Cuando se disipó el olor a pólvora de la guerra revolucionaria, México se hallaba en bancarrota luego de un decenio de fuego y destrucción. La deuda acumulada era de 700 millones de dólares y el presidente Álvaro Obregón tuvo que hacer frente al requerimiento de los banqueros. El secretario de Hacienda, Adolfo de la Huerta, se hizo cargo.
Ciudad de México, 1 de diciembre de 1920. El recién juramentado presidente de la República, Álvaro Obregón, recibe las salutaciones de la clase política y de las misiones diplomáticas acreditadas ante México. La otrora figura esbelta y enjuta del general sonorense ha devenido en una silueta abotargada, fofa. Entre la falange de funcionarios de primer nivel que lo rodean, destacan su secretario particular Fernando Torreblanca y los secretarios de Gobernación, Plutarco Elías Calles; Guerra y Marina, Benjamín Hill; y Hacienda, Adolfo de la Huerta.
Eran precisamente las finanzas nacionales una de las principales preocupaciones del novel gobierno; en 1913, México había dejado de cumplir sus obligaciones con los tenedores de bonos. Esta demora en el pago de la deuda contraída con más de doscientos mil inversionistas estadounidenses y europeos ascendía a quinientos millones de dólares. Además, los intereses acumulados no pagados ascendían a doscientos millones de dólares.
En febrero de 1921, el gobierno de Álvaro Obregón movió ficha: envió una carta al director ejecutivo de J.P. Morgan, Thomas W. Lamont, para que viniera a México y discutiera el pago del servicio de los débitos. Asimismo, Lamont representaba a los acreedores internacionales de México, quienes estaban agrupados en el Comité Internacional de Banqueros (CIB).
El 27 constitucional, un tema espinoso
Tras recibir la misiva, Lamont informó de la invitación, siguiendo el procedimiento estándar, al secretario de Estado Charles Evans Hughes y al subsecretario Henry P. Fletcher. Los diplomáticos se opusieron al viaje porque la liquidación de la deuda externa estaba ligada a un tema espinoso en la relación bilateral México-Estados Unidos: Washington no reconocería al gobierno de Obregón hasta que este renunciara a la aplicación retroactiva del artículo 27 constitucional, la cual era un desasosiego especial para las compañías petroleras Atlantic Refining Company, Mexican Petroleum Company, Standard Oil, Sinclair Consolidated Oil Company y Texas Company.
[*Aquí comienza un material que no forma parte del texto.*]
Issue #73, opened 2019-06-03
Deadlock when using finish and async_await


srirajpaul:
When using a sequence of async_await finish async_await , they dead lock intermittently.

A sample code that produces the error is as follows
------
```
  #include "hclib_cpp.h"

  int main (int argc, char *argv[])
  {
      int n_rounds = 8, n_tiles=5;
      const char *deps[] = { "system" };
      hclib::launch(deps, 1, [&]() {

          //create a 2D array of promises
          auto tile_array = new hclib::promise_t<void*>**[n_rounds+1];
          for (int tt=0; tt < n_rounds+1; ++tt) {
              tile_array[tt] = new hclib::promise_t<void*>*[n_tiles];
              for (int j=0; j < n_tiles; ++j) {
                  tile_array[tt][j] = new hclib::promise_t<void*>();
              }
          }

            for (int j=0; j < n_tiles; ++j)
                tile_array[0][j]->put(nullptr);

            for (int tt=0; tt < n_rounds; ++tt){
              for (int j=0; j<n_tiles; ++j){
                int left_nbr = (n_tiles+j-1)%n_tiles;
                int right_nbr = (j+1)%n_tiles;
                hclib::async_await([=]{
                  hclib::finish([=]{
                    hclib::async_await([=]{
                        tile_array[tt+1][j]->put(nullptr);
                    }, tile_array[tt][left_nbr]->get_future());

                  });

                }, tile_array[tt][left_nbr]->get_future(),
                   tile_array[tt][right_nbr]->get_future());
              }
            }

      });
  }
```
-----
to run the program use the commands:
```
export HCLIB_WORKERS=2
for i in {1..1000}
do
    echo $i
    ./a.out
done
```

agrippa:
Confirmed this is reproducible with provided example, simply running repeatedly will lead to deadlock.

Attaching gdb doesn't reveal any particularly interesting stacks. Mostly just:

#0  0x00007fcce8feafc8 in locale_steal_task (ws=ws@entry=0x13d1310, stolen=stolen@entry=0x7fccd4040a00, out_victim=out_victim@entry=0x7fccd40409fc)
    at ../../src/hclib-locality-graph.c:877
#1  0x00007fcce8fe4a89 in find_and_run_task (on_fresh_ctx=1, flag_val=0, current_finish=0x0, flag=<optimized out>, ws=0x13d1310) at ../../src/hclib-runtime.c:626
[...]

PR #77, opened 2019-06-11
Fix issue #73: Deadlock when using finish and async_await

sbak5:
This fixes the issue #73 considering that root finish can run in core_work_loop so all the workers cannot  get out of the loop by 'hclib_signal_join'

### DIFF
--- a/inc/hclib-async-struct.h
+++ b/inc/hclib-async-struct.h
@@ -47,6 +47,7 @@ extern "C" {
 #endif
 
 extern void spawn(hclib_task_t * task);
+extern void spawn_root(hclib_task_t * task);
 extern void spawn_await_at(hclib_task_t *task, hclib_future_t **futures,
         const int nfutures, hclib_locale_t *locale);
 extern void spawn_at(hclib_task_t *task, hclib_locale_t *locale);
--- a/inc/hclib-rt.h
+++ b/inc/hclib-rt.h
@@ -108,6 +108,11 @@ typedef struct _hclib_worker_state {
      * Information on currently executing task.
      */
     void *curr_task;
+    /* Indicate whether this work is initiating hclib_finalize */ 
+    int is_terminator;
+
+    /* This value is used to get ouf of the core_work_loop and find_and_run_task under the root finish */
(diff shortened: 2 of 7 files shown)


agrippa:
@sbak5 thanks for taking a look at this -- I'm sure this has been a tough one to think through.

Before opening pull requests, it's always a good idea to run all of the c and cpp tests we have to verify no regressions have been introduced. I just tried that, and it looks like there's now a failing assertion in cpp/finish0. There may be other failing tests, I only took a quick look. I believe the c/memory/allocate test is now hanging as well (see the Travis builds, which hit that error). We'll need those issues resolved before merging (as well as any other failing tests), as both of those tests pass on the master branch.

You should be able to simply use the test_all.sh scripts under the test/c/ and test/cpp/ directories to run all of the tests.

Thanks!

Max

sbak5:
Hello, Max,
Yeah, my patch doesn't consider the example where future is used. 
I'll push a patch to resolve the case to resolve the issue. 

Thanks,
Seonmyeong Bak

sbak5:
I've pushed a fix to resolve the build errors. 

The main issue was that the termination of runtime was not synchronized. 

I added a task which is dependent on the root task so that the task signals other workers the root task is completed (now the counter value of the root finish is final). After this signal, we can use the counter value of the root finish as our termination condition.

agrippa:
@sbak5 looks good, all the tests are passing on my laptop as well.

one final step: could you add Sriraj's original deadlock example as a test in the appropriate directory (I can't remember if it was c or cpp)? That way, we prevent against future regressions.

Thanks for working on this!

sbak5:
I just added. The name of the test is nested_finish_async_await.cpp in test/cpp

agrippa:
@sbak5 looks like the build failed/hung? could you try rerunning the Travis tests?

https://travis-ci.org/habanero-rice/hclib/jobs/545539336

sbak5:
How can I rerun the travis test? Do I need to recommit?

sbak5:
@agrippa The build of this commit is OK this time.

PR #7663, opened 2021-09-11
Update key generation to provide fixed signatures and encoded checksums (for improved security tooling).

### LINKED ISSUE #7662: Consider updating key generation to increase identifiability (and glean security value from improved tooling)
Inadvertent plaintext exposure of secrets is a significant industry problem. Many modern security models are therefore updating their key generation logic to encode fixed signatures and checksums in secret data. This approach allows various scanners (such as Microsoft Defender and [GitHub Token Scanning](https://github.blog/2018-10-17-behind-the-scenes-of-github-token-scanning/), to efficiently detect/block exposures.

Without improvement of this kind, tools must either generate large #'s of false positives (which prevent meaningful engineer review and security response) or favor approaches that generate false negatives (which leaves projects exposed to security risk).

Encode a fixed signature (expressed in the base64-encoded secret) in Azure function secrets. Encode a checksum in the final four bytes of the decoded data. Provide both mechanisms without compromising required security (bits of entropy) in the generated secret. 

GitHub's post on its [new authentication format](https://github.blog/2021-04-05-behind-githubs-new-authentication-token-formats/) provides a good description of approach. Note that Azure DevOps, NuGet, and NPM also have implemented similar technique to provide additional security value.

Some providers have exclusively utilized a fixed signature (often a prefix) in the encoded value. This approach is subject to collisions, however, if there is a single (unrelated) data generator that duplicates the signature.

michaelcfanning:
Resolves #7662

### Pull request checklist


liliankasem (commented):
Thanks for contributing to the repo! This looks pretty good to me, only notes I have are around using magic numbers in the SecretManager.cs - I think assigning a lot of those numbers as readonly constants will improve readability and understanding around the code base 

e.g. `int padding = (int)((keyLengthInBytes - 7) * 8) % 6;` <-- what do the numbers 7 8 and 6 represent etc.

Hesitant to approve this without further review from senior members of the team as I might be missing some important context here. Tagging @fabiocav, @brettsam & @mathewc to give this a look over when they have a minute.

michaelcfanning:
Thanks for the review! It's been a while since I tabled this for the holidays. :) I will update the PR and look at your note. Portions of this contribution have now shipped as a NuGet package, [Microsoft.Security.Utilities](https://www.nuget.org/packages/Microsoft.Security.Utilities), so I intend to switch to using that (reducing the size of this change). One final question: does your resource provider have a feature flag/conditional enablement mechanism I should provide in order to help with staged deployment? Thanks for everything!

---
In reply to: [813828758](https://github.com/Azure/azure-functions-host/pull/7663#issuecomment-813828758) [](http://example.com/codeflow?ancestors=813828758,813828758)

Issue #7539, opened 2021-07-13
Microsoft.Azure.WebJobs.Script.WebHost.DependencyInjection.JobHostServiceProvider.GetRequiredService returns null;


qsdfplkj:
Using seviceProvider.GetRequiredService that supports ISupportRequiredService that is Microsoft.Azure.WebJobs.Script.WebHost.DependencyInjection.JobHostServiceProvide returns a null on a interface that is not registered in the serviceProvider.

i'm using 3.1.16 of the microsoft.extensions.dependecyinjection package.

v-bbalaiagar:
Hi @qsdfplkj, Thank you for your feedback! We will check for the possibilities internally and update you with the findings.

El artículo 27 aseveraba, basado en una vieja concepción colonial, que la nación tenía pleno derecho sobre la tierra y las aguas. Igualmente, era una manifestaciónn del nacionalismo económico mexicano, cuyos representantes más preclaros durante el Congreso constituyente de 1917 habían sido Francisco J. Múgica y Heriberto Jara. Este último había declarado: “Las regiones petrolíferas son muy codiciadas; se ponen en juego muchos elementos, muchas malas artes, muchas influencias para adueñarse de los terrenos”.
Primer acercamiento
En mayo de 1921, Lamont viajó a París para entrevistarse con el CIB, el cual le urgió a aceptar la invitación y viajar a Ciudad de México. Una vez obtenido el beneplácito de los banqueros, Lamont informó al Departamento de Estado que haría el viaje en el otoño y que trataría de persuadir al gobierno mexicano de adaptar el punto de vista estadounidense respecto al artículo 27. Simultáneamente, el encargado de negocios norteamericano en México, George T. Summerlin, presentó a Obregón un proyecto de Tratado de Amistad y de Comercio, el cual incluía entre sus cláusulas la no aplicación retroactiva del artículo 27 constitucional. Obregón rechazó la propuesta.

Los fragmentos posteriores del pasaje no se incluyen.